Exit lullaby and words to live by

by mymothersbrain

Beneath the midday sun the pallbearers removed their white gloves, formed a cross with them on the lid of the coffin and laid their rose boutonnieres over them. The men from the funeral home lowered my cousin’s remains into her grave, then one of them lifted a shovel full of soil. Her mother stepped forward and pinched a fist of earth to toss over her daughter’s resting place in farewell. Then to my amazement, my aunt lifted her voice and sang. Loud, clear, without a quaver, she sang. I don’t recall a single word of the song. I was too overcome with emotion at the realization that my aunt had sung her daughter into the world as an infant, and now, under the New Mexico sun, she offered a song by which her baby could exit the world.

A mother’s strength amazes me. Having survived her youngest child, my aunt was able to sing at the funeral, then say to those of us gathered there, “I love all of you. Take care of one another, for you see,” — and by this, I took her to mean the cemetery and graves spread before us — “where we all end up?”

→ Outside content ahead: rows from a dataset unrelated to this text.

PR #646, opened 2024-08-01
Misc Jemi fixes

pupnewfster:
- Fixed an exception I noticed in my log when processing certain recipes via `JemiPlugin#addCraftingRecipes`, as since `RecipeEntry`'s have been a thing the recipes jei tracks are `RecipeEntry<CraftingRecipe>` and not just `CraftingRecipe`. (The unchecked cast hid this error at compile time)
- Fixed a breaking change to the internals of `SubtypeInterpreters` that made `contains` take the ingredient instead of the base element
- Accounted for a deprecation for removal since JEI 19.1.0 in the `JemiStackSerializer` code (as the fix to subtype interpreters needs a version of `19.3.0` or higher)
- Declared the new method in our implementation of `IRecipeGui` so that if anyone calls it they won't get an abstract method not implemented exception (I forget the exact type of exception). Though I am not exactly sure how to implement the actual logic for the method, so would appreciate guidance (for now I just put a TODO).

### DIFF
--- a/xplat/src/main/java/dev/emi/emi/jemi/JemiStackSerializer.java
+++ b/xplat/src/main/java/dev/emi/emi/jemi/JemiStackSerializer.java
@@ -31,9 +31,9 @@ public class JemiStackSerializer implements EmiIngredientSerializer<JemiStack> {
 			if (type == VanillaTypes.ITEM_STACK || type == JemiUtil.getFluidType()) {
 				continue;
 			}
-			Optional<?> opt = manager.getIngredientByUid(type, uid);
+			Optional<EmiStack> opt = manager.getTypedIngredientByUid(type, uid).map(JemiUtil::getStack);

I don’t pretend to understand how my aunt was able to do this. For one thing, I am less strong. Additionally, I don’t have kids, so the loss of a child is incomprehensible to me on every level. But I do think that is something I would never have the strength to endure. There are other losses in my life, of course. As I write this, my mother is sitting on the couch cutting junk mail into tiny strips of paper, being a human shredder, if you will. She doesn’t want to talk to me, doesn’t want to go out for a walk. She wants to sit with her scissors and cut paper, something she would do for hours on end if we didn’t redirect her, entice her into that walk, into that ride to the grocery store. In many ways, I have lost her companionship and her wisdom. At the cemetery I mentioned to my sister that if Mom were well she would have been a source of comfort today. Which is undoubtedly true.

But it’s also true that my aunt was tapping her innermost resources to do what mothers have done through the ages for their children. She was drawing us all to her bosom and offering her love and comfort — something that, in my mother’s increasing absence, I will accept. But more than that, my aunt was offering us words to live by: “Take care of one another, for you see where we all end up?”